Task statement
When a line of the material has the word "Option" in it, copy that line.

Data extracts
Issue #329, opened 2026-07-21
Transform UX map: browser selection fallback, silent hotkey rejection, main-window activation leak


georgenijo:
Findings from #325/#327 native smoke on macOS 26 (built .app, logs content-free throughout). The transform pipeline itself works end-to-end in AX-native apps (TextEdit: capture → instruction → sidecar → ready diff → approve). The remaining friction is UX-shaped:

## 1. Browser selection capture fails (Chromium/Brave, YouTube pages)
`Couldn't read the selection` — Chromium often does not expose `AXSelectedText`, so `selection.rs` fails closed. Browsers are documented "best-effort" apps, but browsers are a primary use case.
**Proposal:** fallback capture strategy behind the existing fail-closed guards — e.g. snapshot clipboard → simulated Cmd+C → read selection from clipboard → restore clipboard (reusing `transform_apply`'s clipboard-restore + epoch machinery). Secure-field and permission guards unchanged. Needs a privacy note in the feature doc.

## 2. Transform key silently ignored while dictating
`start_transform_capture: ignored — dictation active` (5× in one session). Correct policy, zero feedback — feels broken.
**Proposal:** reuse the overlay flash path (like hotkey-miss/secure-field flashes) to signal "busy — dictating".

## 3. Rapid transform-key presses surface the main window
Mashing the hold key with a failed/ready popover up can pop the main window open. `set_transform_popover_focusable(true)` → `set_focus()` activates the app; the snapshot/re-hide guard in `set_focusable_internal` loses the race under rapid repeated presses (multiple in-flight focus calls interleave their visibility snapshots).
**Proposal:** make the guard idempotent under interleaving (e.g. remember "main was hidden at flow start" on the session rather than per-call snapshot), or debounce transform-key presses while a popover is already showing.

## 4. (Fixed) failed review blocked dictation
#327 / PR #328 — verified working in the wild: `start_native_recording: auto-dismissed failed transform review`.

🤖 Generated with [Claude Code](https://claude.com/claude-code)

georgenijo:
Status at shelf time (2026-07-21, all verified on a built .app, macOS 26, M4):

**Landed & verified (PR #330, merged):**
- Busy flash on refused transform keypress — working
- Dictation key auto-dismisses failed AND ready reviews — working (log: `auto-dismissed transform review`)
- Sticky main-window activation guard — no window pop-ups observed after fix
[...]

PR #346, opened 2026-07-22
fix(transform): visibility snapshot — no resurrecting a closed main window, no force-hiding an opened one (#337)

### LINKED ISSUE #337: Transform: sticky main-window visibility snapshot resurrects a closed window and force-hides an opened one
## Summary

The per-pass "sticky" snapshot of main-window visibility (`transform_main_was_visible`, added in #329) mis-drives the post-`set_focus` re-hide decision in two deterministic ways: it can resurrect a window the user closed mid-pass, and — because supersede paths never clear the snapshot — it can force-hide a window the user deliberately opened.

**Severity:** Low/Medium (unexpected window show/hide).
**Found in:** review of #325/#327/#329, branch `issue/329-mic-prearm` @ `db5d99e`.

## Defect A — closed main window resurrects

The snapshot is write-once per pass (`transform_popover.rs:279-286`, `if was_visible.is_none()`), cleared only in `hide_popover_internal` (`:322-324`). The re-hide decision reads the sticky value (`:419-428`).

### Repro
1. Main Murmur window visible.
2. Select text elsewhere, start a transform → popover shows (snapshot = `Some(true)`).
3. While thinking, close the main window (red button / Cmd-W → hide).
4. At ready, `set_focusable(true)` computes `main_was_hidden = false` → re-hide guard disabled → `set_focus` (`:430`) activates the app and resurfaces the window the user just closed.

The pre-#329 per-call snapshot read "hidden" at focus time and would have re-hidden it.

## Defect B — supersede force-hides a window you just opened

Supersede paths never call `hide_popover_internal`, so the sticky snapshot survives **across** passes (`:280` skips re-record). `keyboard.rs:962-976` (ReviewPending→Idle + clear, no hide) and the Applied-supersede linger early-return (`transform_flow.rs:705-717`, no hide) both start pass N+1 with the pass-N snapshot intact.

### Repro
1. Main window hidden. Select text, transform, reach **ready** — don't approve (snapshot = `Some(false)`).
2. Open the main window via the tray icon.
3. Press right Option again (new capture / supersede).
4. At pass N+1 ready, `main_was_hidden = true` → guard force-hides the window you just opened.

## Suggested fix

Clear `transform_main_was_visible` on every pass boundary, including the supersede paths (`keyboard.rs` supersede branch and the Applied-supersede linger early-return), or move supersede into `start_transform_capture` so it routes through the normal hide/reset. Re-snapshot at each pass's first show.

---

georgenijo:
## Summary

Fixes #337 — two deterministic mis-behaviors of the sticky per-pass main-window visibility snapshot (`transform_main_was_visible`, #329):

**Defect A — closed main window resurrected.** The post-`set_focus` re-hide decision read only the sticky pass-start snapshot; if the user closed the main window while the transform was thinking, the snapshot still said "visible", the guard was disabled, and `set_focus` resurfaced the window they had just closed. The decision is now the pure `should_rehide_main(sticky, live)`: re-hide when the window was hidden at pass start (**keeps the #329 rapid-press guarantee** — a transiently-surfaced window cannot disarm the guard) **or** is hidden right now (closed mid-pass — never resurrect).

**Defect B — stale snapshot force-hides a window you just opened.** The transform-key supersede paths in `keyboard.rs` (Idle / ReviewPending→Idle pass boundary) never route through `hide_popover_internal`, so pass N+1 inherited pass N's snapshot; with a `Some(false)` left over, opening the main window between passes got it force-hidden at the next ready. The pass boundary now clears the snapshot alongside the session clear — gated identically (never under a mid-flight pass) — so each pass re-records at its first popover show.

## Tests

- `should_rehide_main` truth table pinned (4 tests): #329 transient-surface case, #337 closed-mid-pass case, visible-stays case, no-window case. Mutation check: restoring the pre-fix sticky-only semantics fails `rehides_when_user_closed_the_main_window_mid_pass`.
- Defect B's clear is listener wiring (rdev callback → State) — not unit-coverable headless; see checklist.
- Suite: `cargo test -- --test-threads=1` 557 passed · `tsc` clean · `vitest` 272 passed.

## Tier: needs-live-smoke — DO NOT MERGE until a human runs the checklist

Real AppKit window show/hide/focus behavior can't be verified headless.

### Live smoke checklist (built .app)

- [ ] **Defect A repro, fixed:** main window visible → start a transform in Notes → while *thinking*, close the main window (red button) → at *ready*, the popover focuses and the main window **stays closed**.
- [ ] **Defect B repro, fixed:** main window hidden → transform to *ready*, don't approve → open the main window from the tray → press the transform key again (supersede) → at pass 2's *ready*, the main window **stays open**.
- [ ] **#329 regression check:** main window hidden → rapid repeated transform presses (supersede spam) → the main window never visibly flashes/leaks on screen.
- [ ] Normal pass with the main window visible throughout: no unexpected hide.
- [ ] Approve/Undo/Esc paths still behave; popover focus still works for Approve.

Closes #337

### DIFF
--- a/app/src-tauri/src/commands/transform_popover.rs
+++ b/app/src-tauri/src/commands/transform_popover.rs
@@ -402,6 +402,27 @@ pub fn set_transform_popover_focusable(app: tauri::AppHandle, focusable: bool) -
     set_focusable_internal(&app, focusable)
 }
 
+/// Pure re-hide decision for `set_focusable_internal` (issues #329 + #337).
+/// The main window must be re-hidden after `set_focus` when EITHER:
+///
+/// - the sticky pass-start snapshot says it was hidden (`Some(false)`) — the
+///   #329 guarantee: under rapid repeated presses a per-call check can catch
+///   the window transiently surfaced by a previous `set_focus` and would
+///   wrongly disable the guard; or
+/// - it is hidden RIGHT NOW (`currently_visible == Some(false)`) — the #337
+///   defect-A fix: the user closed the main window mid-pass, so focusing the
+///   popover must not resurrect it, even though the pass-start snapshot says
+///   "visible".
+///
+/// `currently_visible` is `None` when there is no main window (nothing to
+/// re-hide) and `true` on an `is_visible()` error (err on the side of not
+/// force-hiding a window the user may be using).
+fn should_rehide_main(sticky_was_visible: Option<bool>, currently_visible: Option<bool>) -> bool {
+    let sticky_hidden = sticky_was_visible.map(|was| !was).unwrap_or(false);
+    let currently_hidden = currently_visible.map(|is| !is).unwrap_or(false);
+    sticky_hidden || currently_hidden
+}
+
 /// Non-command core of `set_transform_popover_focusable` (issue #312 PR-C2).
 pub(crate) fn set_focusable_internal(app: &tauri::AppHandle, focusable: bool) -> Result<(), String> {
     match app.get_webview_window("transform-review") {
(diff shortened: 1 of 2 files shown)


georgenijo:
Fable adversarial review: **zero confirmed defects** — full `should_rehide_main` truth table verified (9/9, #329 sticky-wins preserved by OR-composition), keyboard-boundary clear gating/ordering audited (no clear-vs-record race, no mid-flight snapshot loss, no supersede route bypasses the boundary), mutation kill reproduced. One residual flagged **for the smoke run**: a window surfaced asynchronously by pass N's set_focus after its post-focus re-check is indistinguishable from a user-opened window at pass N+1's record point — checklist item 3 (rapid supersede spam) is the live test for exactly that.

Result
3. Press right Option again (new capture / supersede).
+fn should_rehide_main(sticky_was_visible: Option<bool>, currently_visible: Option<bool>) -> bool {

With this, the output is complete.